Let's see we have these string values (in a coloumn), the feed is obviously finctional:):
"Gia Joe Black Viper"
"Street Fighter...Ken"
"Mortal Kombat, Scorpion"
"Gia Joe Desert Fox"
"Mortal Kombat, Sub Zero"
"Street Fighter...Ryu"
I want to find the matches in the strings... So to simplify the task is: to find one of the string substring in an another string and collect these substrings in to a HashSet...
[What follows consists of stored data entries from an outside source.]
Issue #1050, opened 2026-09-16
Four brand colour tokens have drifted between cire/landing and cire/invites, which claim to be byte-identical


chav-aniket:
`cire/landing/src/styles/global.css` opens its `@theme` block with:

> Brand tokens — kept byte-identical to cire/invites's theme block so the marketing site, the invites it advertises, and the organiser portal all read as one brand. If you change a token here, change it in `cire/invites/src/styles/global.css` too (and vice versa).

They are not byte-identical. Six of the ten shared `--color-*` tokens had diverged when this was found; one was a contrast defect and is fixed, and **four remain**:

| Token | `cire/landing` | `cire/invites` |
|---|---|---|
| `--color-border` | `oklch(85.51% 0.069 144.94 / 0.1)` | `oklch(94.62% 0.0111 89.72 / 0.12)` |
| `--color-error` | `oklch(67.56% 0.1401 21.48)` | `oklch(72% 0.1401 21.48)` |
| `--color-success` | `oklch(75.96% 0.1421 146.94)` | `oklch(64% 0.1421 146.94)` |
| `--color-surface-raised` | `oklch(27.87% 0.0393 149.62)` | `oklch(27.7% 0.0275 152.78)` |

`--color-success` is the widest: 75.96% lightness against 64%, which is a visibly different green on two sites a visitor moves between in one session.

**Why this needs a decision rather than a fix.** Neither value is wrong on contrast grounds — both clear their floors on their own surfaces, which is why the conformance harness passes on both apps. Choosing one is a design call about which site is the source of truth, and that is the repo owner's.

There is a reason to think it is `cire/invites`: its `@theme` literals are held in lockstep with what `derivePalette(evergreen)` emits (`cire/invites/tests/lib/invite-theme.test.ts`), so they are derived from the scheme rather than typed. `cire/landing`'s are typed, and nothing checks them against anything. But that argument does not settle `--color-surface-raised`, where landing's value may be a deliberate choice for a page that is mostly one long scroll rather than a stack of cards.

**Where it is recorded now.** `cire/landing/tests/styles/design-token-contract.test.ts` asserts parity across the whole shared block and carries these four as a `KNOWN_DIVERGENCES` list, so a *new* drift fails immediately. A second test fails if an entry in that list is stale — i.e. if a token is brought back into line without the exemption being removed — so the list cannot quietly outlive the problem.

[...]

Issue #1049, opened 2026-09-16
Design system phase 6: enforce the contract with @shadcn/lint


chav-aniket:
Part of #652. Blocked by phase 5 (#1048) — the rules go to `error` only once the violations are cleared.

**What** — Adopt [`shadcn-ui/lint`](https://github.com/shadcn-ui/lint) (`@shadcn/lint`) as a third oxlint JS plugin, so the token contract and the size scales are enforced rather than merely documented.

**Why** — `wiki/architecture/frontend-patterns.md` §The Rule already forbids copying a class list into a second component, and nothing enforces it; that is why the same outline button exists at three letter-spacings. `@shadcn/lint` is an agent-first linter for Tailwind design systems that ships these rules, runs on **oxlint ≥ 1.80** and **Tailwind v4** — exactly what this repo pins (`package.json:42,46`; `tailwindcss@4.3.3`) — and `oxlintrc.json:279-282` already carries a `jsPlugins` array with two entries, so adoption is a third.

**Rules, sized 2026-09-16 at `b5f9c8f`** —

| Rule | Adopt as | Note |
|---|---|---|
| `no-raw-colors` | `error` | 28 violations. The rule that makes the contract enforceable |
| `no-arbitrary-values` | `error` | ~1,574 reducible occurrences, cleared by phase 5's codemod. Needs an escape for the 184 computed values; must not count the 51 `data-[…]`/`aria-[…]` variants |
| `require-static-classes` | `error` | With a per-directory override — see below |
| `no-unknown-classes` | `error` | Catches the silent-no-CSS failure `frontend-patterns.md:92` describes |
| `no-restyle` | `error`, `allow: ["layout"]` | 102 sites, cleared by phase 5 |
| `no-inline-styles` | **not as shipped** | See below |

*Measured — `grep -rEoh '\b[a-z-]+-\[[^]]+\]|\[[a-z-]+:[^]]+\]'` for arbitrary values; a `(bg|text|border|ring|from|to|via)-(red|…|stone)-[0-9]{2,3}` alternation for raw colours; brace-matched extraction of `style={…}` for inline styles — all over `cire musubi pulse tools osn shared`, `--include='*.tsx' --include='*.astro'`.*

**Done when** — the five rules above fail the build on violation, **each having been seen to fail** (add a violating fixture, watch the non-zero exit, remove it), and `scripts/lint-warning-ceiling.txt` is re-baselined.

[...]

Issue #652, opened 2026-08-15
Design system: one token contract, two component layers


chav-aniket:
**What** — Define a neutral design-token contract in a new `@shared/design-tokens` package — colour **and size scales** — re-key `@osn/ui`'s primitives onto it, and add a product-specific component layer per stack (`@cire/ui` first). Each app maps its own vocabulary onto the contract once. Every shared package, `@cire/ui` included because it is a library, reads only contract tokens through Tailwind utilities namespaced `osn-*`. Application code keeps its own vocabulary.

**Why** — Two token vocabularies are in use (shadcn names in `@musubi/social`/`@pulse/web`, cire's house ramp in `@cire/*`), and `shared/toast/src/toast.css:4-6` had to be written in plain CSS specifically to route around the split. `cire/host` and `cire/vendor` carry ~90 token names in common, duplicate copies of `Button`/`Card`/`Field`/`Notice`/`EmptyState`, and a duplicated contrast test. `cire/invites` and `cire/landing` have no component layer at all. `wiki/architecture/frontend-patterns.md` §The Rule already forbids this and nothing enforces it.

The sharpest measure is the size drift:

| Utility | Uses | **Distinct values** |
|---|---|---|
| `text-[…]` | 956 | **93** |
| `tracking-[…]` | 275 | 18 |
| `leading-[…]` | 110 | 12 |
| `max-w-[…]` | 92 | 33 |

Ninety-three distinct font sizes, nine of them between `0.7rem` and `0.95rem`. `max-w-[640px]` and `max-w-[40rem]` are the same width written twice. Of 1,758 arbitrary-value occurrences, **1,574 are static and collapse onto a scale**; 184 are computed (`var`/`calc`/`clamp`/gradient) and legitimate.

Component duplication, same date: `ui/` diffs of Button 89 · Card 49 · Field 138 · Notice 24 · EmptyState 14 lines; 9 hand-rolled `fixed inset-0 z-…` overlays; 186 class attributes over 120 chars; the same outline button at three letter-spacings (`ui/Button.tsx` `0.1em`, `PreviewInviteButton.tsx:93` `0.12em`, `invite/InviteBuilder.tsx:995` `0.08em`).

[...]

PR #1060, opened 2026-09-17
Design system: one token contract, three component layers (phases 0–5)

### LINKED ISSUE #1048: Design system phase 5: adoption — convert raw elements, apply the scale mapping, clear the override sites
Part of #652. Blocked by phase 4 (#1047). **Split into one sub-issue per app when it is reached** — the six below are independent and fan out.

**What** — Per app: convert raw `<button>` to `<Button>`, hand-rolled overlays to the shared `Modal`, apply the phase 1 size-scale mapping by codemod, and resolve `no-restyle` violations by adding component variants.

**Why** — The abstractions exist after phases 3 and 4; this is where the duplication actually goes away. Measured 2026-09-16 at `b5f9c8f`: 186 class attributes over 120 chars, 21 files hand-rolling the gold outline button, 9 hand-rolled overlays, ~1,574 reducible arbitrary values, 102 component override sites.

**Apps** — `cire/host` · `cire/invites` · `cire/vendor` · `cire/landing` · `pulse/web` · `musubi/social`

**Done when**, per app —

- Raw `<button>` count in that app's `.tsx` falls to deliberate exceptions only.
- Its overlays use the shared `Modal`.
- Its arbitrary values are on the scales.
- It has no `no-restyle` violations.
- Its browser tier passes — that is what proves a substitution was value-preserving, since jsdom computes no styles.

**Named first targets** —

- `cire/host/src/components/PreviewInviteButton.tsx:93` — needs a new bar-height `size` variant (`h-9`, to sit inside the top bar rather than set its height) plus the icon-collapse behaviour. Everything else is already `BASE`.
- `cire/host/src/components/invite/InviteBuilder.tsx:995` — straight `<Button variant="outline" size="sm">`, no new variant. It is `VARIANT.outline` written longhand, minus `hover:border-gold`.
- `cire/invites` — 26 raw buttons and no component layer; the largest single win.

Those two host buttons plus `cire/host/src/components/ui/Button.tsx` are the same outline button at three letter-spacings (`0.12em`, `0.08em`, `0.1em`), which is what this whole epic is about.

**Adding a variant always beats a call-site override.** `cire/host`'s Button docblock already says so and there is no `tailwind-merge` in that package (`Button.tsx:22-28`).

**The scale migration is a codemod, not hand-editing.** Phase 1 publishes a closed old→new mapping table; write the transform once and run it per app, then read the diff. Two things it must not touch: the 184 **computed** values (`var`/`calc`/`clamp`/gradient — overwhelmingly `cire/invites`' runtime heading scale) and the 51 `data-[…]`/`aria-[…]` **variants**, which are not arbitrary values at all.

**The 102 `no-restyle` sites are a migration into variants.** Samples: `<Input class="bg-muted/50 text-body">`, `<Button variant="ghost" size="sm" class="text-destructive">`, `<Badge variant="outline" class="text-[10px] tracking-wide uppercase">` — that last one is a missing `size` on `Badge`. Layout overrides (`w-full`, `self-start`, grid placement) stay legal under `allow: ["layout"]`.

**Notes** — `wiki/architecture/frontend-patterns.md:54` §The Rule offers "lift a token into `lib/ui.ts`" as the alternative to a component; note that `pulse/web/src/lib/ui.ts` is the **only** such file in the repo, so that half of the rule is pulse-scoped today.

So basicaly the result tags would be:
Gi Joe
Mortal Kombat
Street Fighter
I write a simple code to test the algorithm, but i want to minimalize the time complexity of this task, space complexity is not as much important as time... (You can think a feed like 10.000 line about, so it is cardinal to have low time complexity) you can find and read below my code:
String[] stringArray = new String[6];
stringArray[0] = "Mortal Kombat - Scorpion";
stringArray[1] = "Street Fighter - Ken";
stringArray[2] = "Mortal Kombat - Scorpion";
stringArray[3] = "Gi Joe - Desert Fox";
stringArray[4] = "Gi Joe - Desert Dog";
stringArray[5] = "Street Fighter - Ryu";
HashSet<String> commonStrings = new HashSet();
for (int i = 0; i < stringArray.length; i++) {
String[] splittedString = stringArray[i].split("[ ]");
System.out.println("i"+i);
for (int j = 0; j < stringArray.length; j++) {
System.out.println("j"+j);
String matchable = "";
for (int k = 0; k < splittedString.length; k++) {
System.out.println("k"+k);
if(k==0)matchable=matchable;
else {matchable = matchable + " " + splittedString[k];}
if(j!=i){
System.out.println("StringArray["+j+"]("+stringArray[j]+")index.of("+matchable+")"+"is"+matchable.indexOf(stringArray[j]));
if (stringArray[j].indexOf(matchable) > 0) {
commonStrings.add(matchable);
}
}
}
}
Any suggestion appreciated to make my code better, thank you!